3. Another negative consequence of any part of one’s estate passing to children through intestacy (without a Last Will) is that one’s children will be legally entitled to estate assets upon reaching the age of 18. In a will, one is able to include a trust provision that would allow the Testator to nominate a trustee(s) and specify the terms and conditions for the distribution of estate assets to children. For example, if one has a Last Will with trust provisions one can delineate the reasons for utilizing the funds (income and principal), such as for health, education, maintenance, and support. Most importantly, one can specify the age or ages that one wants his or her children to receive assets outright, or one can specify that the assets remain in the trust for the child’s benefit during his or her lifetime. Additionally, the failure to have a Last Will would result in foregoing the possibility of creating a third party Special Needs Trust for the benefit of a child with disabilities.
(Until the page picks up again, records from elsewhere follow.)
PR #1206, opened 2023-04-09
Solution

AnastassiaH:
Looks horrible, I know)

### DIFF
--- a/src/formatDate.js
+++ b/src/formatDate.js
@@ -51,6 +51,34 @@
 
 function formatDate(date, fromFormat, toFormat) {
   // write code here
-}
+  const arrDate = date.split(fromFormat[fromFormat.length - 1]);
+  const res = [];
+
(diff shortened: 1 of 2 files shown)


src/formatDate.js
```diff
@@ -51,6 +51,34 @@
...
+            if (+arrDate[x] < 30) {
+              res[i] = `20${arrDate[x]}`;
+            };
+
+            if (+arrDate[x] >= 30) {
+              res[i] = `19${arrDate[x]}`;
+            };
+          };
+        };
+      };
```
nazarmatsevych, line 77: Yeah, looks not really cool, we can try to rewrite it using switch/case statement or use [guard clauses](https://medium.com/@timothydan/javascript-guard-clauses-64b999e3240) instead of nested ifs statements

But task done so it's up to you

nazarmatsevych (approved):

4. Finally, not having a Last Will when one has minor children limits the opportunity to nominate the individual(s) that one would want to be the legal Guardian(s) for one’s children in the event both parents are not surviving. Without the written expression of one’s wishes the Court may be faced with competing applications for guardianship of minor children. One can only imagine the legal ugliness that would ensue. The nomination of Guardians by the parents in a Last Will is given significant weight and consideration by the Court.
As can be seen from the above stated, the consequences of not having executed a Last Will are significant. Every adult, whether they are married, single, have children, or don’t have children will benefit from having a Last Will and Testament.